Issue #1954, opened 2023-10-26
Examples: http-rust-outbound-http bugs/updates


vdice:
Encountered the following for the [http-rust-outbound-http](https://github.com/fermyon/spin/tree/main/examples/http-rust-outbound-http) example.

### 1. self request

Making a `self` request to another component doesn't appear to work:

```
$ curl -i http://127.0.0.1:3000/outbound-to-hello-component
HTTP/1.1 200 OK
date: Thu, 26 Oct 2023 01:20:32 GMT
transfer-encoding: chunked
spin-component: rust-outbound-http


```
Note the `rust-outbound-http`; this doesn't match up with the name that I'd currently expect it to be, eg `hello-component` (see [here](https://github.com/fermyon/spin/blob/main/examples/http-rust-outbound-http/spin.toml#L41)) -- however, when I update this value, it still doesn't appear to work (eg I expect to see ["Hello, Fermyon!" returned](https://github.com/fermyon/spin/blob/main/examples/http-rust-outbound-http/http-hello/src/lib.rs#L9) but don't)

### 2. outbound requests

Curling the `/outbound` and `/wildcard` endpoints results in the following:

```
$ curl -i http://127.0.0.1:3000/outbound
HTTP/1.1 200 OK
spin-component: rust-outbound-http
content-type: application/json
content-length: 75
date: Thu, 26 Oct 2023 01:23:50 GMT

curl: (18) transfer closed with 75 bytes remaining to read

$ curl -i http://127.0.0.1:3000/wildcard
HTTP/1.1 200 OK
spin-component: rust-outbound-http
content-type: application/json
content-length: 78
date: Thu, 26 Oct 2023 01:23:53 GMT

curl: (18) transfer closed with 78 bytes remaining to read
```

————————

» BRIEF
Restate each entry exactly, skipping none.

» ANSWER SECTION
Issue #1954, opened 2023-10-26
Examples: http-rust-outbound-http bugs/updates


vdice:
Encountered the following for the [http-rust-outbound-http](https://github.com/fermyon/spin/tree/main/examples/http-rust-outbound-http) example.

### 1. self request

Making a `self` request to another component doesn't appear to work:

```
$ curl -i http://127.0.0.1:3000/outbound-to-hello-component
HTTP/1.1 200 OK
date: Thu, 26 Oct 2023 01:20:32 GMT
transfer-encoding: chunked
spin-component: rust-outbound-http


```
Note the `rust-outbound-http`; this doesn't match up with the name that I'd currently expect it to be, eg `hello-component` (see [here](https://github.com/fermyon/spin/blob/main/examples/http-rust-outbound-http/spin.toml#L41)) -- however, when I update this value, it still doesn't appear to work (eg I expect to see ["Hello, Fermyon!" returned](https://github.com/fermyon/spin/blob/main/examples/http-rust-outbound-http/http-hello/src/lib.rs#L9) but don't)

### 2. outbound requests

Curling the `/outbound` and `/wildcard` endpoints results in the following:

```
$ curl -i http://127.0.0.1:3000/outbound
HTTP/1.1 200 OK
spin-component: rust-outbound-http
content-type: application/json
content-length: 75
date: Thu, 26 Oct 2023 01:23:50 GMT

curl: (18) transfer closed with 75 bytes remaining to read

$ curl -i http://127.0.0.1:3000/wildcard
HTTP/1.1 200 OK
spin-component: rust-outbound-http
content-type: application/json
content-length: 78
date: Thu, 26 Oct 2023 01:23:53 GMT

curl: (18) transfer closed with 78 bytes remaining to read
```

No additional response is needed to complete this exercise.